What is the best usage of haskell in terms of build-in capabilities or external libraries?

Strake strake888 at gmail.com
Wed Dec 19 16:27:34 CET 2012


On 18/12/2012, Peng Yu <pengyu.ut at gmail.com> wrote:
> For example, if I need to use regex a lot, I probably want to use perl
> rather than other languages, because perl is the best in terms of
> regex and have much influence on other languages that have support on
> regex. If I need to do a lot of statistics, I'd better use R, because
> there are already a lot of statical packages implemented in R. And if
> there is a statistical method, it is most likely to implemented in R
> first. If I want to implement matrix numerical algorithm, I'd better
> use Fortran.

Yes, and you must not use any other, ever.

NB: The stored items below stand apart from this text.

PR #1258, opened 2021-05-19
Feature/pools table

Chef-Cheems:
Pools table
Preview - https://awesome-raman-0813c6.netlify.app/


Chef-Cheems (commented):
Basically table consists of main table wrapper `<PoolsTable>` which has bunch of `<PoolRow>` inside, each row consist of cells present in `Cells` directory. The data calculation logic is pretty much the same as in cards with the exception that vault is not separated to its own "VaultRow" component but integrated into normal flow (i.e. there is bunch of `if (isAutoVault) ...` conditions here.

src/components/Balance.tsx
```diff
@@ -8,6 +8,7 @@ interface BalanceProps extends TextProps {
   unit?: string
   isDisabled?: boolean
   prefix?: string
+  onClick?: (event: React.MouseEvent<HTMLElement>) => void
```
hachiojidev, line 11: I assume this is necessary but it shouldn't be. `onClick` should be inherited from `TextProps`

src/state/pools/index.ts
```diff
@@ -15,6 +15,7 @@ import fetchVaultUser from './fetchVaultUser'
 
 const initialState: PoolsState = {
   data: [...poolsConfig],
+  userDataLoaded: false,
```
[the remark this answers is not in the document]
hachiojidev: Not a priority but we have used `isInitialized` throughout the app for this.

src/views/Pools/components/CakeVaultCard/UnstakingFeeCountdownRow.tsx
```diff
@@ -6,7 +6,11 @@ import useWithdrawalFeeTimer from 'hooks/cakeVault/useWithdrawalFeeTimer'
 import { useCakeVault } from 'state/hooks'
 import WithdrawalFeeTimer from './WithdrawalFeeTimer'
 
-const UnstakingFeeCountdownRow = () => {
+interface UnstakingFeeCountdownRowProps {
+  tableVariant?: boolean
```
hachiojidev, line 10: Please prefix this with `is` or `has`

src/views/Pools/components/HelpButton.tsx
```diff
@@ -0,0 +1,35 @@
...
+
+const HelpButton = () => {
+  const { t } = useTranslation()
+  return (
+    <StyledLink external href="https://docs.pancakeswap.finance/syrup-pools/syrup-pool">
+      <Button px={['14px', null, null, null, '20px']} variant="subtle">
+        <ButtonText color="backgroundAlt" bold fontSize="16px">
+          {t('Help')}
+        </ButtonText>
+        <HelpIcon color="backgroundAlt" ml={[null, null, null, 0, '6px']} />
```
hachiojidev, line 29: You can't use `endIcon` here?

src/views/Pools/components/PoolTabButtons.tsx
```diff
@@ -1,66 +1,65 @@
...
-        </StyledLink>
-      </Flex>
+    )
+  }
+
+  return (
+    <Flex
+      alignItems="center"
+      justifyContent={['space-around', 'space-around', 'flex-start']}
+      mb={['24px', '24px', '24px', '0px']}
```
hachiojidev, line 58: Just an FYI, I see in other spots you are using `null`. Using `null` is preferable as it doesn't create a new style.

src/views/Pools/components/PoolsTable/ActionPanel/ActionPanel.tsx
```diff
@@ -0,0 +1,241 @@
...
+  }
+`
+
+type MediaBreakpoints = {
+  isXs: boolean
+  isSm: boolean
+  isMd: boolean
+  isLg: boolean
+  isXl: boolean
+}
```
hachiojidev, line 88: This is not exported from the toolkit? If not, then can you add a TODO here to do so.

src/views/Pools/components/PoolsTable/Apr.tsx
```diff
@@ -0,0 +1,120 @@
...
+        parseFloat(tokenPerBlock),
+      )
+    : 0
+
+  // special handling for tokens like tBTC or BIFI where the daily token rewards for $1000 dollars will be less than 0.001 of that token
+  const isHighValueToken = Math.round(earningTokenPriceAsNumber / 1000) > 0
+  const roundingDecimals = isHighValueToken ? 4 : 2
+
+  //   Estimate & manual for now. 288 = once every 5 mins. We can change once we have a better sense of this
+  const compoundFrequency = isAutoVault ? 288 : 1
```
hachiojidev, line 42: `288` should be in a config I think.

src/views/Pools/components/PoolsTable/Cells/EarningsCell.tsx
```diff
@@ -0,0 +1,154 @@
...
+
+interface EarningsCellProps {
+  pool: Pool
+  account: string
+  userDataLoaded: boolean
+  isAutoVault?: boolean
+}
+
+const StyledCell = styled(BaseCell)`
+  flex: 4.5;
```
hachiojidev, line 24: Why 4.5?

src/views/Pools/components/PoolsTable/PoolsTable.tsx
```diff
@@ -0,0 +1,63 @@
...
+  cakeVault?: Pool
+  account: string
+  showFinishedPools: boolean
+}
+
+const StyledTable = styled.div`
+  box-shadow: ${({ theme }) =>
+    theme.isDark
+      ? `rgba(217, 217, 226, 0.05) 0px 1px 0px, rgba(217, 217, 226, 0.3) 0px 0px 8px;`
+      : `rgba(17, 17, 26, 0.05) 0px 1px 0px, rgba(17, 17, 26, 0.1) 0px 0px 8px;`}
```
hachiojidev, line 20: Do we need to add this to the UI Kit? If so please add a TODO

src/state/pools/index.ts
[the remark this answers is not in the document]
Chef-Cheems: Will check it out, haven't seen it before 👀

src/components/Balance.tsx
Chef-Cheems: I think I tried to pass it just like that but TS couldn't find it... will try again, maybe I did something wrong last time 🤔

src/views/Pools/components/PoolTabButtons.tsx
Chef-Cheems: Good to know 👍

src/views/Pools/components/PoolsTable/Cells/EarningsCell.tsx
Chef-Cheems: So there is bunch of weird flex ratios here and there, this is mostly fine-tuned in order to show table properly on all screen sizes. Whole numbers are nice but as you resize the window it looks awful at certain resolutions.
Even if there is solution for that that can use whole numbers it would probably require other complex stuff around it.
And non-integer flex values are supported in every browser as far as I know (maybe except IE11) so shouldn't cause any issues 🙂

src/views/Pools/components/PoolsTable/PoolsTable.tsx
Chef-Cheems: yeah those are not in UIKit, will confirm with Bugs exact shadows and put it there 👍

Chef-Cheems: actually talked with Bugs, we're ditching shadows to outlines, will rework this

src/views/Pools/components/PoolsTable/Apr.tsx
ChefHutch: Yea, and maybe it's time to increase it. We had compounding every block at first and it hasn't slowed down _that_ much. Worth seeing what @Chef-Chungus / Hops thinks about this. TBH the impact on APY between 288 and 28k daily compounds isn't that significant.

src/components/Balance.tsx
ChefHutch: I think if you didn't pass it at all within the `Balance` component Cheems, it may just work? 

`<Text>` accepts `{...props}` and then the `TextProps` should allow an onClick event?

src/views/Pools/components/PoolsTable/ActionPanel/ActionPanel.tsx
```diff
@@ -0,0 +1,241 @@
...
+    blocksRemaining || blocksUntilStart ? (
+      <Flex mb="8px" justifyContent="space-between">
+        <Text mr="4px">{t('Ends in')}:</Text>
+        <Flex>
+          <Link external href={`${BASE_BSC_SCAN_URL}/block/countdown/${endBlock}`}>
+            <Balance fontSize="16px" value={blocksToDisplay} decimals={0} color="primary" />
+            <Text ml="4px" color="primary">
+              {t('blocks')}
+            </Text>
+            <TimerIcon ml="4px" color="primary" />
```
ChefHutch, line 166: Some visual feedback on hover for this icon might be nice to indicate that it's clickable? I'm not sure the Block Balance & text is actually triggering the link? The timer icon is though!

src/views/Pools/components/PoolsTable/ActionPanel/ActionPanel.tsx
```diff
@@ -0,0 +1,241 @@
...
+  const tokenAddress = earningToken.address ? getAddress(earningToken.address) : ''
+  const imageSrc = `${BASE_URL}/images/tokens/${earningToken.symbol.toLowerCase()}.png`
+
+  const {
+    totalCakeInVault,
+    fees: { performanceFee },
+  } = useCakeVault()
+
+  const performanceFeeAsDecimal = performanceFee && performanceFee / 100
+  const isManualCakePool = sousId === 0
```
ChefHutch, line 136: Is this sort of thing (not all of it, but a lot of it) the kind of thing you were talking about in terms of having it in helpers, as it's used in a few places?

src/views/Pools/components/PoolsTable/ActionPanel/ActionPanel.tsx
```diff
@@ -0,0 +1,241 @@
...
+        </Flex>
+        {account && isMetaMaskInScope && tokenAddress && (
+          <Flex mb="8px" justifyContent={['flex-end', 'flex-end', 'flex-start']}>
+            <Button
+              variant="text"
+              p="0"
+              height="auto"
+              onClick={() => registerToken(tokenAddress, earningToken.symbol, earningToken.decimals, imageSrc)}
+            >
+              <Text color="primary" fontSize="14px">
```
ChefHutch, line 224: I think this should just be 16px?

src/views/Pools/components/PoolsTable/Apr.tsx
```diff
@@ -0,0 +1,120 @@
...
+        stakingTokenPriceAsNumber,
+        earningTokenPriceAsNumber,
+        getBalanceNumber(totalStaked, stakingToken.decimals),
+        parseFloat(tokenPerBlock),
+      )
+    : 0
+
+  // special handling for tokens like tBTC or BIFI where the daily token rewards for $1000 dollars will be less than 0.001 of that token
+  const isHighValueToken = Math.round(earningTokenPriceAsNumber / 1000) > 0
+  const roundingDecimals = isHighValueToken ? 4 : 2
```
ChefHutch, line 39: It seems a bit of a shame to have stuff like this repeated from the card `AprRow` component rather than creating something that can be shared? It adds a bit of maintenance to make these changes in multiple components going forward. It's pretty likely that these decimals will need tweaking in future.

src/views/Pools/components/PoolsTable/ActionPanel/Stake.tsx
```diff
@@ -0,0 +1,268 @@
...
+  }
+
+  const { targetRef, tooltip, tooltipVisible } = useTooltip(
+    t("You've already staked the maximum amount you can stake in this pool!"),
+    { placement: 'bottom' },
+  )
+
+  const reachStakingLimit = stakingLimit.gt(0) && userData.stakedBalance.gte(stakingLimit)
+
+  const handleApprove = useCallback(async () => {
```
ChefHutch, line 119: This should maybe be abstracted out of this component & shared with the card ui components rather than duplicating?

src/views/Pools/components/PoolsTable/ActionPanel/Harvest.tsx
```diff
@@ -0,0 +1,167 @@
...
+    pricePerFullShare,
+    fees: { performanceFee },
+  } = useCakeVault()
+  const hasAutoEarnings =
+    account && cakeAtLastUserAction && cakeAtLastUserAction.gt(0) && userShares && userShares.gt(0)
+  const { cakeAsBigNumber } = convertSharesToCake(userShares, pricePerFullShare)
+  const cakeProfit = cakeAsBigNumber.minus(cakeAtLastUserAction)
+  const cakeToDisplay = cakeProfit.gte(0) ? getBalanceNumber(cakeProfit, 18) : 0
+  const dollarValueOfCake = cakeProfit.times(earningTokenPrice)
+  const dollarValueToDisplay = dollarValueOfCake.gte(0) ? getBalanceNumber(dollarValueOfCake, 18) : 0
```
ChefHutch, line 58: Obviously we do a lot of this in the card too. I feel like all of my recent comments are on this theme - can we be smarter and share the logic between the table / card view where possible?

src/views/Pools/components/PoolsTable/Cells/EarningsCell.tsx
```diff
@@ -0,0 +1,154 @@
...
+    pricePerFullShare,
+  } = useCakeVault()
+  const hasAutoEarnings =
+    account && cakeAtLastUserAction && cakeAtLastUserAction.gt(0) && userShares && userShares.gt(0)
+  const { cakeAsBigNumber } = convertSharesToCake(userShares, pricePerFullShare)
+  const cakeProfit = cakeAsBigNumber.minus(cakeAtLastUserAction)
+  const cakeToDisplay = cakeProfit.gte(0) ? getBalanceNumber(cakeProfit, 18) : 0
+
+  const dollarValueOfCake = cakeProfit.times(earningTokenPriceAsNumber)
+  const dollarValueToDisplay = dollarValueOfCake.gte(0) ? getBalanceNumber(dollarValueOfCake, 18) : 0
```
ChefHutch, line 66: Is this the same as https://github.com/pancakeswap/pancake-frontend/pull/1258/files/b4bf66aee61da2b82999acd9b55da26ec710d8c0#diff-402e4cb9074d844667b90f43f90e042e9bc0d3fa8bdcd9bae57434dd5010373eR55-R58?

src/views/Pools/components/HelpButton.tsx
```diff
@@ -0,0 +1,35 @@
...
+
+const ButtonText = styled(Text)`
+  display: none;
+  ${({ theme }) => theme.mediaQueries.lg} {
+    display: block;
+  }
+`
+
+const StyledLink = styled(Link)`
+  margin-right: 16px;
```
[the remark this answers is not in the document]
hachiojidev: You know this brings up an issue I have been wrestling with. If you are already extending the style is it better to put the stuff in here to keep the component below clean? I don't know but I have done this before. My guess it is basically the same thing.

src/views/Pools/components/PoolsTable/ActionPanel/Harvest.tsx
Chef-Cheems: Reply to this and couple of other comments about copy-paste.
Yeah, I was kinda trying not to mess with cards initially so I don't end up breaking everything. I'm now refactoring/extracting some common stuff where possible. Not everything though since for example prices are getting moved to redux state by you so there is no point making more abstractions based on hooks.

src/views/Pools/components/HelpButton.tsx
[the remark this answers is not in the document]
ChefHutch: Yea for sure. I'm pro that. Applying styles in two places on the same component will no doubt make debugging a bit trickier, even if the syntax is marginally neater 👍

Chef-Cheems:
@hachiojidev @ChefHutch Updated bunch of stuff here, commits starting from d18177b826ea618725f57115f7cd82539668f815 are new.
In short what happened:
- Using Farm/LP prices now
- Common logic is shared between cards / table
- Sorting by APR & Earned works
- Some minor bug fixes here and there

Preview also updated - https://awesome-raman-0813c6.netlify.app/

src/views/Pools/components/HelpButton.tsx
Chef-Cheems: endIcon wouldn't work here since we need to hide the text on small screens, with `endIcon` it's not possible.

src/components/Balance.tsx
Chef-Cheems: update on that - yea, TextProps doesn't allow onClick at all, needs to be explicitly defined here. TextProps inherits only from SpaceProps, TypographyProps, LayoutProps, and they don't contain onClick definition

hachiojidev (approved):

Chef-Cheems:
Rebased and force-pushed after https://github.com/pancakeswap/pancake-frontend/pull/1348 got merged

src/hooks/useApprove.ts
```diff
@@ -27,22 +31,94 @@ export const useApprove = (lpContract: Contract) => {
...
+  const handleApprove = () => {
+    cakeContract.methods
+      .approve(cakeVaultContract.options.address, ethers.constants.MaxUint256)
+      .send({ from: account })
+      .on('sending', () => {
+        setRequestedApproval(true)
+      })
+      .on('receipt', () => {
+        toastSuccess(t('Contract Enabled'), t('You can now stake in the %symbol% vault!', { symbol: 'CAKE' }))
+        setLastUpdated()
```
ChefHutch, line 88: (following our slack convos)

This `setLastUpdated` call is used to manually trigger a state change that used to cause the `checkApprovalStatus`  function to re-fire (not particularly elegant, I know).

On ln 106, you're instantiating a new `lastUpdated` & `setLastUpdated`, which I don't think will be responsive to `setLastUpdated()` being called here, on ln 88.

The impact for a user is that they have to refresh to trigger the vault approval check. Until they do that - they'll be able to endlessly submit approval transactions.

ChefHutch (changes requested):

src/hooks/useApprove.ts
Chef-Cheems: I think I've tested approving/disapproving multiple times after this change and it worked fine. Will double-check it once nodes become responsive.....

Chef-Cheems: Seems to be fine. I think all those other hooks involved in the process somehow "cache" the state 😄 
https://user-images.githubusercontent.com/81824236/119792445-5e5b7000-bede-11eb-8e7d-ec41c67bf620.mp4

ChefHutch: 👍 nice one, ah yea it could be because these are being called within hooks. yolo

ChefHutch (approved):
Looks great & seems to work well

Seriously tho, it's foolish to choose a language for its libraries alone.
The language itself is critical. Libraries can be foreign-bound or
written afresh.
Language features lose; they make it harder to learn, harder to
compile, harder to change. Libraries win; if it has a poor design,
well, find another library.
Haskell mostly does well here, tho it has a few warts, e.g. if-then-else.
And by the way, perl is $#+. Perl regex is broken:
http://swtch.com/~rsc/regexp/regexp1.html
Try this: http://hackage.haskell.org/package/regex-applicative

I never used R or Fortran.

> Is there an application area in which haskell is much stronger than other different languages?

Maybe. Why? Have you an application area in mind?